INPUT DATA below:

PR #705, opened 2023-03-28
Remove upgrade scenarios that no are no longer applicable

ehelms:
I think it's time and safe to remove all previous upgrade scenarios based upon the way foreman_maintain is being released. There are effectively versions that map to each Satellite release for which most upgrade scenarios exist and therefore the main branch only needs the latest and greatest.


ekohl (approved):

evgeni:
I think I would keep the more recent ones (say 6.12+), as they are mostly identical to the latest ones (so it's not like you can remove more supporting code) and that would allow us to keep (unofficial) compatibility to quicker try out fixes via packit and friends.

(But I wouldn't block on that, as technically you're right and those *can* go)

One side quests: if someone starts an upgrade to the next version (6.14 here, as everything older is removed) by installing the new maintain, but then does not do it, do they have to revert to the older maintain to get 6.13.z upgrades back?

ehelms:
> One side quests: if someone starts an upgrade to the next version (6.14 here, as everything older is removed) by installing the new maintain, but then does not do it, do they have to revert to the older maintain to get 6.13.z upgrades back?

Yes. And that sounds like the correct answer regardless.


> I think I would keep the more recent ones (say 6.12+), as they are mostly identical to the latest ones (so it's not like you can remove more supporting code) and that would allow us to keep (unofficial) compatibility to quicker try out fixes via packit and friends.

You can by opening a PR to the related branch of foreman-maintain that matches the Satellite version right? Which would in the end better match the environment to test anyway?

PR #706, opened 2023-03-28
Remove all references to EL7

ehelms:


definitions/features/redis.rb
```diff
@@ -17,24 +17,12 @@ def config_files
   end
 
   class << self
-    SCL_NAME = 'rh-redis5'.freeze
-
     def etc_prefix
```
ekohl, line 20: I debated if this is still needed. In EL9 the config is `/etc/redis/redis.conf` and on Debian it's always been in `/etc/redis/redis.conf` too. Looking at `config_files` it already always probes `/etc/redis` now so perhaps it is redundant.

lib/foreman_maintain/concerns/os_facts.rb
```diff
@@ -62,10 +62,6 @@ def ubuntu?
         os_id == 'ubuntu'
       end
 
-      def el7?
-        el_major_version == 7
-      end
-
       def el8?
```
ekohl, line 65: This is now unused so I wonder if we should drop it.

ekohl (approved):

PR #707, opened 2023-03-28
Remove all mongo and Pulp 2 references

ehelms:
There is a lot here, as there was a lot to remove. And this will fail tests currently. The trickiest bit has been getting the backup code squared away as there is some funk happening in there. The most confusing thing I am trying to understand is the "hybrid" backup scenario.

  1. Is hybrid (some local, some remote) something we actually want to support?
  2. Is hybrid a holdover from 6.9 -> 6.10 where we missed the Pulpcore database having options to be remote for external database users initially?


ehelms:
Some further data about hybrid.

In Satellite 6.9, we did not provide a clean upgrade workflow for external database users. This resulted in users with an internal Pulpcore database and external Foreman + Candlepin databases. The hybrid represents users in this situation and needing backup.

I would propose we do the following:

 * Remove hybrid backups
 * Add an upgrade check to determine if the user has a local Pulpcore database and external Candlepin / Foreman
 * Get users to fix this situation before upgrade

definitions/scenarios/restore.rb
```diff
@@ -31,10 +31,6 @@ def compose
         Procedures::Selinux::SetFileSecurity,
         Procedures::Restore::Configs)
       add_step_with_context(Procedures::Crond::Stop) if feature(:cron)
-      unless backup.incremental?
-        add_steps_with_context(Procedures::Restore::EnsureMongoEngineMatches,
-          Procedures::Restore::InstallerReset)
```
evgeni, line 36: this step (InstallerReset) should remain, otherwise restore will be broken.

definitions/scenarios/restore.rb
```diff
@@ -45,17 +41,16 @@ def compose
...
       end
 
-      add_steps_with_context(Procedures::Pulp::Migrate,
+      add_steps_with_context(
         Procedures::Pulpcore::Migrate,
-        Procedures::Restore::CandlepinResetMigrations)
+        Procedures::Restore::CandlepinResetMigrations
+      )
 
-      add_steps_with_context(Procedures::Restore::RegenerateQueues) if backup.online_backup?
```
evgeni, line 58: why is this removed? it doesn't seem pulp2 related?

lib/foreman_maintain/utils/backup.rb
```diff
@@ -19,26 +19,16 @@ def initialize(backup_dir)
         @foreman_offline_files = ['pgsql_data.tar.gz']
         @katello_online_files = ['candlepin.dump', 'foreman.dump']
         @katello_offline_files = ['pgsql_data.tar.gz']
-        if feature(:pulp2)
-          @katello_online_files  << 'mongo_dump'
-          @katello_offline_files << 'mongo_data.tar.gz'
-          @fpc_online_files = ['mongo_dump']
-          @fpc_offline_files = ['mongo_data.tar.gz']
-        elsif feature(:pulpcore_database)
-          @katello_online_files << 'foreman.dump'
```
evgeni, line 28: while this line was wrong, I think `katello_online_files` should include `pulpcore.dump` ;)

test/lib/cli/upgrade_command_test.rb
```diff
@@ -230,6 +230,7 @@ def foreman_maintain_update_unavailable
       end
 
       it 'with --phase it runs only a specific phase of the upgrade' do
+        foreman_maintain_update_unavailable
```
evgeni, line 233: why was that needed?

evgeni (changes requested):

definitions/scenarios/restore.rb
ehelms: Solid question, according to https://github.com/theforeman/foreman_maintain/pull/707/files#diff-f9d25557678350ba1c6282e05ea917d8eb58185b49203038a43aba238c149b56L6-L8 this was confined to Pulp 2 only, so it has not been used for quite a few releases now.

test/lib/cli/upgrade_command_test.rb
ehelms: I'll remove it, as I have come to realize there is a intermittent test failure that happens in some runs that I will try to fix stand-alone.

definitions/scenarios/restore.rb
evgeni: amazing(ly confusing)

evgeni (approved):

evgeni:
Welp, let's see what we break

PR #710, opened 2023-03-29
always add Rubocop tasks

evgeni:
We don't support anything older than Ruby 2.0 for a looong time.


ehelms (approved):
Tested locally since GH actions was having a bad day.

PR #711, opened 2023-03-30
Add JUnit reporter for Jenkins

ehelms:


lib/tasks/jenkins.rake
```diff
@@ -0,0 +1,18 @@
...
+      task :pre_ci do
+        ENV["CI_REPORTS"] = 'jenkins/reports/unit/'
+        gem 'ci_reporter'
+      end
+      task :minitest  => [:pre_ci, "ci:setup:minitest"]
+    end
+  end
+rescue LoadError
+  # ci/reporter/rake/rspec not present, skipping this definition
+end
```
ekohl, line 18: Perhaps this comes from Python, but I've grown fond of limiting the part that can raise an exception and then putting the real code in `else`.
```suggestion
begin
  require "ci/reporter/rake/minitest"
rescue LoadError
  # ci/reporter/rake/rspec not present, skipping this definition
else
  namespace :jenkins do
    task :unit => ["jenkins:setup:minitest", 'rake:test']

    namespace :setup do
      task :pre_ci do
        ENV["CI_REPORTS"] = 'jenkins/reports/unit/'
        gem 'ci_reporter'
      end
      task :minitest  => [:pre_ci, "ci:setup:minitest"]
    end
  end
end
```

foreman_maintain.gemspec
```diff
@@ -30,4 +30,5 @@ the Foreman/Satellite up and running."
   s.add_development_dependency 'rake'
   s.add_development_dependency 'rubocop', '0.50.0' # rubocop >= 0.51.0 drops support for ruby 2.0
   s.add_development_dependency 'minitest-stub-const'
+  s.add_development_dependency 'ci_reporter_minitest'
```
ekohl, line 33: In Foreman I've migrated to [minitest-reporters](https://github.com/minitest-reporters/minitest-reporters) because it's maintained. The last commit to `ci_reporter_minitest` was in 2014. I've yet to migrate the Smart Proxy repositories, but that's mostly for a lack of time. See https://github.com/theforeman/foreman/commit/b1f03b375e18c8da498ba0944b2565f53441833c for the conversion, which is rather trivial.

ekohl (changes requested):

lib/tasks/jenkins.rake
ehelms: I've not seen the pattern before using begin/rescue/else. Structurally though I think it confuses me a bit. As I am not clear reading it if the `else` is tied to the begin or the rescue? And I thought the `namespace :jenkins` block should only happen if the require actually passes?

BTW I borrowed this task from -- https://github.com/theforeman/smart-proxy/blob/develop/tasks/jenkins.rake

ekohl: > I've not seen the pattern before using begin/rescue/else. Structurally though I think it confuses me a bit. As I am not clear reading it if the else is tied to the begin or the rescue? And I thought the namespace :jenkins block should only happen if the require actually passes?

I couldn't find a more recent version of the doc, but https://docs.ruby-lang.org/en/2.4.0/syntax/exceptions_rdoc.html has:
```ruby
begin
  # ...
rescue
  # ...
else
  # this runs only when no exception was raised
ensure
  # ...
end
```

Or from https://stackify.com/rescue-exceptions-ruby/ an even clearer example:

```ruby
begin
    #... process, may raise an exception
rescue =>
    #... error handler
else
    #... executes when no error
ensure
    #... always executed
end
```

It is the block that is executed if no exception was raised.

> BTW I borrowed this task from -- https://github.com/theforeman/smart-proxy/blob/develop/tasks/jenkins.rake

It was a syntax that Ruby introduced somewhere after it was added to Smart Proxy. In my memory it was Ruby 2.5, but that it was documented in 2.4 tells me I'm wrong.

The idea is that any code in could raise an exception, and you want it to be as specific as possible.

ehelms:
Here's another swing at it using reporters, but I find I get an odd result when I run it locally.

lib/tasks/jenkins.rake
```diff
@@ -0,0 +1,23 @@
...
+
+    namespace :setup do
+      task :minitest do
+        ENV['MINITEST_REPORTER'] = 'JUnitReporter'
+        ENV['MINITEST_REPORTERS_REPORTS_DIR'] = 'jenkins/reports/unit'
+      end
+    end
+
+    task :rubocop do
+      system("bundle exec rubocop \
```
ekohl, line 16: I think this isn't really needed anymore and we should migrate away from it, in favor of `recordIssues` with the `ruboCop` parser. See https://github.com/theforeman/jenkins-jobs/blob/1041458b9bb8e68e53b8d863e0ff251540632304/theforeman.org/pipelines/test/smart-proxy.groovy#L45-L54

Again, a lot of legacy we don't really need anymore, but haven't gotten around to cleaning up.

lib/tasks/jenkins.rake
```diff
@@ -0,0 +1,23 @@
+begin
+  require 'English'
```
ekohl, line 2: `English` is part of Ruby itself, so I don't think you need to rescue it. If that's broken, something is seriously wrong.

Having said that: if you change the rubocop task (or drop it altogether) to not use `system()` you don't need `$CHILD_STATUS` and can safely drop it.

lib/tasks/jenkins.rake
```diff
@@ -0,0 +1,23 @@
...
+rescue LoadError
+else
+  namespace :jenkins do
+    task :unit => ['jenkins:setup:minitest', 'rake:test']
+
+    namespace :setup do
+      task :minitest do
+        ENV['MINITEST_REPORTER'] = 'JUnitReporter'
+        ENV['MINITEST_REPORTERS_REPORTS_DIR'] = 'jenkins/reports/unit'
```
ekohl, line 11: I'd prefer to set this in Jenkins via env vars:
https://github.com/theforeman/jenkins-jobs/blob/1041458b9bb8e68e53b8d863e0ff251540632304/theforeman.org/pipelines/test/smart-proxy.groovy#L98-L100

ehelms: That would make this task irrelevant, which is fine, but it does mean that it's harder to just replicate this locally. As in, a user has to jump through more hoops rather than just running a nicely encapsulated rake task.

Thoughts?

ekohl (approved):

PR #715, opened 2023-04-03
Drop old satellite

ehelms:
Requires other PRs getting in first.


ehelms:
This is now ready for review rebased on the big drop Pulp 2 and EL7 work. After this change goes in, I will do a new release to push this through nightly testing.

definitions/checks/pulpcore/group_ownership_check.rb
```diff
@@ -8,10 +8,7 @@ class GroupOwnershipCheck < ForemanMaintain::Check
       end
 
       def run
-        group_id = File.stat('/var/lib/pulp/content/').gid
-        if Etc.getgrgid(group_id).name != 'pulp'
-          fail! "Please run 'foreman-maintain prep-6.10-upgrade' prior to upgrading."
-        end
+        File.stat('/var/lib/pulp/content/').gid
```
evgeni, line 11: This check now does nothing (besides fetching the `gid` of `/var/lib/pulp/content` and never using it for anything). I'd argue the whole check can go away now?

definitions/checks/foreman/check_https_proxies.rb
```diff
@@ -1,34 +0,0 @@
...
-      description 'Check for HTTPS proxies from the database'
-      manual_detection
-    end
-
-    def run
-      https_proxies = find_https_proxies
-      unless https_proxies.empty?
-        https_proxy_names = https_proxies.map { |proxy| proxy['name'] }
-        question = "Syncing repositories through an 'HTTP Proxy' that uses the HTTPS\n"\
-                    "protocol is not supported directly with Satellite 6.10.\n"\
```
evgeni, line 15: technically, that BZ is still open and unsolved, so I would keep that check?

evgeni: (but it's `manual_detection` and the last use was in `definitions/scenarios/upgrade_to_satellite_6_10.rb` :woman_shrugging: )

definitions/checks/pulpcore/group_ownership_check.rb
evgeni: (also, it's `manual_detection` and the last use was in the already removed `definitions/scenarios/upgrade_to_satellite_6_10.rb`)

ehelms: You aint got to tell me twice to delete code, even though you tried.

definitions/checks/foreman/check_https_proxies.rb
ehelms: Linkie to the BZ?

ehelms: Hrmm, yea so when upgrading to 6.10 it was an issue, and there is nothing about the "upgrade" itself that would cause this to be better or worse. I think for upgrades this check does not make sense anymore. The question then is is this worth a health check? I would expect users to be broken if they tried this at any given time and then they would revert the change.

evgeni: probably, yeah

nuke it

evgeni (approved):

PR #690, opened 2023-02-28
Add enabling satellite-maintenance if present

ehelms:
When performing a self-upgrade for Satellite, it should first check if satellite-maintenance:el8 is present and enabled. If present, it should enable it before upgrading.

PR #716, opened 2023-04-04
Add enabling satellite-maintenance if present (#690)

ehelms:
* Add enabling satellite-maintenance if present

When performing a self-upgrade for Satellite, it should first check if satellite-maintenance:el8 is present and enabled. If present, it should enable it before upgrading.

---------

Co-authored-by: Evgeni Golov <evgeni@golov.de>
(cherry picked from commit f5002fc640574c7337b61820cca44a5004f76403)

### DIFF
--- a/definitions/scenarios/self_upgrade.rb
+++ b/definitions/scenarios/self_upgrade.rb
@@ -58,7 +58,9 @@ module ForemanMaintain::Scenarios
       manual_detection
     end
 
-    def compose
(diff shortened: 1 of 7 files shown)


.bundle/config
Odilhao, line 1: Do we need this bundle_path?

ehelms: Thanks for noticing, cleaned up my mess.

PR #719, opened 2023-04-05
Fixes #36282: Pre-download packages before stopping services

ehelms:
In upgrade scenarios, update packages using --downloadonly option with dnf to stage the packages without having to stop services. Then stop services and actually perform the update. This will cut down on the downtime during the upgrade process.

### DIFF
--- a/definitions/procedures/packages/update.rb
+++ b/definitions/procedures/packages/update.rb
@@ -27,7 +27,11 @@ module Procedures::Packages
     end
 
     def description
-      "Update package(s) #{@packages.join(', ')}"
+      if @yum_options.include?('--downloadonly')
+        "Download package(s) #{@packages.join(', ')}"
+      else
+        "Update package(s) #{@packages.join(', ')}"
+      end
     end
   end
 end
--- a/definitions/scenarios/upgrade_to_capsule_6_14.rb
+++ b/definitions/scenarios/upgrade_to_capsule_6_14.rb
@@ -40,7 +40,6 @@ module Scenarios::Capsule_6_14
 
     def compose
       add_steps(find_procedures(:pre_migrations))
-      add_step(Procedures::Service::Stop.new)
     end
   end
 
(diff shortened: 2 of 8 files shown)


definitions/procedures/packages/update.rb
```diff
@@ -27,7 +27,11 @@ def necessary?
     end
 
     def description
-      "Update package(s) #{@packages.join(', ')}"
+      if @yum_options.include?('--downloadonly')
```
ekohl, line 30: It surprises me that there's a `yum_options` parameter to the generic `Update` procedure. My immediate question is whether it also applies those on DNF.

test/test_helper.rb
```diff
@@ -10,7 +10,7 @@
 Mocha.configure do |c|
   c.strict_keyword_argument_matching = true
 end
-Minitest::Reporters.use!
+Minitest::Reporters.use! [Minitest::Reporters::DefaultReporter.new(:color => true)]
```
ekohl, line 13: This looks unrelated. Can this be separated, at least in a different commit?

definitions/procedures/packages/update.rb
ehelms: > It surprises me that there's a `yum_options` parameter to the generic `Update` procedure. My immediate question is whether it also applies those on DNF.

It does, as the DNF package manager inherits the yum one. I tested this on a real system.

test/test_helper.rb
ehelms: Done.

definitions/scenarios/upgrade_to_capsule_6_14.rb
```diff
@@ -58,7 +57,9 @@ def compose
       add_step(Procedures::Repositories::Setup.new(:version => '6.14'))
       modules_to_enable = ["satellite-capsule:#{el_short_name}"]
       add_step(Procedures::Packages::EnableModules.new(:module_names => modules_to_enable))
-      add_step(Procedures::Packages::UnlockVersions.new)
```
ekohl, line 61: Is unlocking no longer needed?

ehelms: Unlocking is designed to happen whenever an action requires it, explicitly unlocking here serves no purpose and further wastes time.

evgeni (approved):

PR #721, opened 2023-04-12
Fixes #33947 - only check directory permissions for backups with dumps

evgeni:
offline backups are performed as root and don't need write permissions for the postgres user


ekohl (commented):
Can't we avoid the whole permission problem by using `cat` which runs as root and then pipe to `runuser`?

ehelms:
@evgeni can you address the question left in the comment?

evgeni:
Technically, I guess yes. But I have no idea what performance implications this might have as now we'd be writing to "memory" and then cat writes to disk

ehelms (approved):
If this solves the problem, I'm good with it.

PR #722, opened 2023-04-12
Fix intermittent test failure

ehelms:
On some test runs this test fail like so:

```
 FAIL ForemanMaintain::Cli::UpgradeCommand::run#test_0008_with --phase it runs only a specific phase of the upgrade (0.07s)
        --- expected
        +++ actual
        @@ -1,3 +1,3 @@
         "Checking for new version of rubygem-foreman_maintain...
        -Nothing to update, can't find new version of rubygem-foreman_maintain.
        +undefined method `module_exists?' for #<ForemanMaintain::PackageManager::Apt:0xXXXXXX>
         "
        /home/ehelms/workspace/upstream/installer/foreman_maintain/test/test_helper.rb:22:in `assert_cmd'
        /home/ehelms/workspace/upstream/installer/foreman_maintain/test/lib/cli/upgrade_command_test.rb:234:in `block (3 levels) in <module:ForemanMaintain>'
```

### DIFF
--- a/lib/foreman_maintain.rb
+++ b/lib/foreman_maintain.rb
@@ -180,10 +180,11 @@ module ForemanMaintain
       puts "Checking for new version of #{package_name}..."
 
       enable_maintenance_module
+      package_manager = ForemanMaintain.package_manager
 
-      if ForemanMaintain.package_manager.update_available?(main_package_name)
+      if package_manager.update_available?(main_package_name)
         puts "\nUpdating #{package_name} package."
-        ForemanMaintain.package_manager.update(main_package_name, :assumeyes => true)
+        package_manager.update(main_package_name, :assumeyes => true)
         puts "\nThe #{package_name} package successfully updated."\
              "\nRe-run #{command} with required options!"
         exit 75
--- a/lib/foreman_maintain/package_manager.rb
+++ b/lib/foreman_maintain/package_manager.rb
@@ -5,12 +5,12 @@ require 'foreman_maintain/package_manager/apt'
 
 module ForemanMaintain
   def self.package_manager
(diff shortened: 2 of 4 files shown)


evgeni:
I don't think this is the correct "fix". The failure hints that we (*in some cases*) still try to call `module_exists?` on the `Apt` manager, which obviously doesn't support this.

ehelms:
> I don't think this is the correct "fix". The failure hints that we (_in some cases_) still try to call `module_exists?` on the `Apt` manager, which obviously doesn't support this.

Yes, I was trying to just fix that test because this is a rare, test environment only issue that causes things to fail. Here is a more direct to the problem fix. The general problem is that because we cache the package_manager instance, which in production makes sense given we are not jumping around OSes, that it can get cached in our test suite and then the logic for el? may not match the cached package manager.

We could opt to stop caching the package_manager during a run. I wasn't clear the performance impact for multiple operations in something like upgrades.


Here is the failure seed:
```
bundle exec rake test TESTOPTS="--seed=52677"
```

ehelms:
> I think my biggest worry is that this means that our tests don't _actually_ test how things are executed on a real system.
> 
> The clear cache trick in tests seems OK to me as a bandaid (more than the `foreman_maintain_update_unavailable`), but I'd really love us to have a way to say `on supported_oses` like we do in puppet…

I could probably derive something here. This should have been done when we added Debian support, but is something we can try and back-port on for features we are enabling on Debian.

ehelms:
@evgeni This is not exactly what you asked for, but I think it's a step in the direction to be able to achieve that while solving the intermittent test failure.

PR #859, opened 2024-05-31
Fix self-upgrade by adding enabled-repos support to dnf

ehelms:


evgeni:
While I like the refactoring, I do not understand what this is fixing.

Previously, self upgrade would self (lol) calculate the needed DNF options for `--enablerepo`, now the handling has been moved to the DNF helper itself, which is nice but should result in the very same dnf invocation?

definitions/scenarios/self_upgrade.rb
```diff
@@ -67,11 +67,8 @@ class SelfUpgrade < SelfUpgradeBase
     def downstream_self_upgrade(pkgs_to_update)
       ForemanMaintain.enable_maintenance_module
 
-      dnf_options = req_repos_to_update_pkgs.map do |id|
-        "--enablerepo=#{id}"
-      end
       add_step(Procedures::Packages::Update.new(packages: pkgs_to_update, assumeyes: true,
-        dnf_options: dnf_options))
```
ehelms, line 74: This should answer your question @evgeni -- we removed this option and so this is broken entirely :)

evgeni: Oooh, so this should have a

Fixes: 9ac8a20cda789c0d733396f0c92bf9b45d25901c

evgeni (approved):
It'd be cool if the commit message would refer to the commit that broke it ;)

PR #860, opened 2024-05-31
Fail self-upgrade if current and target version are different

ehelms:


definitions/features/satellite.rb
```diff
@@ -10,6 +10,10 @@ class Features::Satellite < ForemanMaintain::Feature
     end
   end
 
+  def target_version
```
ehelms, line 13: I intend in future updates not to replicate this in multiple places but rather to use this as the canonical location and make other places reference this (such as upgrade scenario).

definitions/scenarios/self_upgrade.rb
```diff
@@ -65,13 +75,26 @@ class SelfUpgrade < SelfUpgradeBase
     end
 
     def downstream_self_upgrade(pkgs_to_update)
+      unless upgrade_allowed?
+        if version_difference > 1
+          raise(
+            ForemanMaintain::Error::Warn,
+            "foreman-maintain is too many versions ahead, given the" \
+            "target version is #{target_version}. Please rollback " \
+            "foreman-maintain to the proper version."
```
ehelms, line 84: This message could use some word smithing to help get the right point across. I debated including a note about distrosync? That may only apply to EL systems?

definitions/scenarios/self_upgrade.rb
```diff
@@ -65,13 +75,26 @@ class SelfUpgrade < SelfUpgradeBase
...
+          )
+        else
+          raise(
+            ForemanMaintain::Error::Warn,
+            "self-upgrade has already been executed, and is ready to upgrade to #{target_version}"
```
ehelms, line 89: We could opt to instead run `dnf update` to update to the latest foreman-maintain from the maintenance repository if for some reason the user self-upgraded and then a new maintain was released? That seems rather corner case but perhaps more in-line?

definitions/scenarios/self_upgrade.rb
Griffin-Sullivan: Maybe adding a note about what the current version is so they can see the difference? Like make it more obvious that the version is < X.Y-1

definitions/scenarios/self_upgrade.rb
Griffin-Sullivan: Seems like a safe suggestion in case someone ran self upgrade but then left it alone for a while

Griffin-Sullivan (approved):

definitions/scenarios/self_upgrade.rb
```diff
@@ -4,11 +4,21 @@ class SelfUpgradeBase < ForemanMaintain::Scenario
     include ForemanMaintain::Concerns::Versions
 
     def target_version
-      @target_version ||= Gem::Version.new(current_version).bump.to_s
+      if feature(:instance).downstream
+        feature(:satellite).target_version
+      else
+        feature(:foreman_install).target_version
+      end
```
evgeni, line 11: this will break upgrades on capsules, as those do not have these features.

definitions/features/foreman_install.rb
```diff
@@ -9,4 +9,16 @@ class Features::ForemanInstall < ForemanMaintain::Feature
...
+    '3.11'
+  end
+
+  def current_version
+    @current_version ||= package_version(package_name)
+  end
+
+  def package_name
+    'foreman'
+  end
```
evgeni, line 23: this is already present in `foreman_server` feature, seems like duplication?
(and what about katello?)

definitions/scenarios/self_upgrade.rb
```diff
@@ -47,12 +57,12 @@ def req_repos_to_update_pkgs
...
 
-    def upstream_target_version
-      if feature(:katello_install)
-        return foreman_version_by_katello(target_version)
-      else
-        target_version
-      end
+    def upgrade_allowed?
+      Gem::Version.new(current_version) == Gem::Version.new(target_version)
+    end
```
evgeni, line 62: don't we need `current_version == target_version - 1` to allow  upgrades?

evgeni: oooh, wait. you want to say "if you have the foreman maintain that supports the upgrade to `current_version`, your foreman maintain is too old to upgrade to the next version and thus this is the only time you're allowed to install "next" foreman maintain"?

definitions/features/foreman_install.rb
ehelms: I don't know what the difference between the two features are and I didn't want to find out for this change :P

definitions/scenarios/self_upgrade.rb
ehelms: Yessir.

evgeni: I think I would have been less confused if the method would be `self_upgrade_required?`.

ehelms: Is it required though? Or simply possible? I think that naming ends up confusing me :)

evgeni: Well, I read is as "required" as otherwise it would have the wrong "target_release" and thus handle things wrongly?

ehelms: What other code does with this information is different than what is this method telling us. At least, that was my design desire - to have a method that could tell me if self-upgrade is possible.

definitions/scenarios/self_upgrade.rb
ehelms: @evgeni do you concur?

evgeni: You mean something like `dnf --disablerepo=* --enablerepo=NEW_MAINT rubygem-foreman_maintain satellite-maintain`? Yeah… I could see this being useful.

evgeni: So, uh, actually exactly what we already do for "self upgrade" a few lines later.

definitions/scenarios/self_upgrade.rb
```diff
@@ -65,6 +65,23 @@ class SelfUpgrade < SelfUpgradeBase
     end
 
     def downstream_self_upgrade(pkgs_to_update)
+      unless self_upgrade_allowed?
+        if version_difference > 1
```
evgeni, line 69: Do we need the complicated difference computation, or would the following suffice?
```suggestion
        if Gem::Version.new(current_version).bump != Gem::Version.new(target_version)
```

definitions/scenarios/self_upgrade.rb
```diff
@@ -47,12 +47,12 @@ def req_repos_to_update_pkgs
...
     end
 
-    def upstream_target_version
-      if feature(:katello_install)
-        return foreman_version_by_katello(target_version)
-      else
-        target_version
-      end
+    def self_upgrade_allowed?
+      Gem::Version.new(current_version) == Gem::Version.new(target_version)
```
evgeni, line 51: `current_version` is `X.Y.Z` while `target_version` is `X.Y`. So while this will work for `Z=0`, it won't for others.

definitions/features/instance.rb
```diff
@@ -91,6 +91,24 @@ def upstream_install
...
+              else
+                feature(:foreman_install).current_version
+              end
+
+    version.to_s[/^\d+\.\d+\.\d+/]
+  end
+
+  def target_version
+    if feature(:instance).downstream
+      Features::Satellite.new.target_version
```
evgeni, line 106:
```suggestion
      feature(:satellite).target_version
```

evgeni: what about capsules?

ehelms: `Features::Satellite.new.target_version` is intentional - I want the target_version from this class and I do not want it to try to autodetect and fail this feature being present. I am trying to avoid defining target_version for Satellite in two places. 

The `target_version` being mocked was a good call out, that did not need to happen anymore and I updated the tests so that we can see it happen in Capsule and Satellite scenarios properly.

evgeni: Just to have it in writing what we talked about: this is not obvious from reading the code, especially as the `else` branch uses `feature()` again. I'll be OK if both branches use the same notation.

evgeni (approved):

End of INPUT DATA.

WORK REQUIRED:
Which of the lines above carry the string "around"? Copy every one.

PROBLEM SOLUTION:
Again, a lot of legacy we don't really need anymore, but haven't gotten around to cleaning up.
Yes, I was trying to just fix that test because this is a rare, test environment only issue that causes things to fail. Here is a more direct to the problem fix. The general problem is that because we cache the package_manager instance, which in production makes sense given we are not jumping around OSes, that it can get cached in our test suite and then the logic for el? may not match the cached package manager.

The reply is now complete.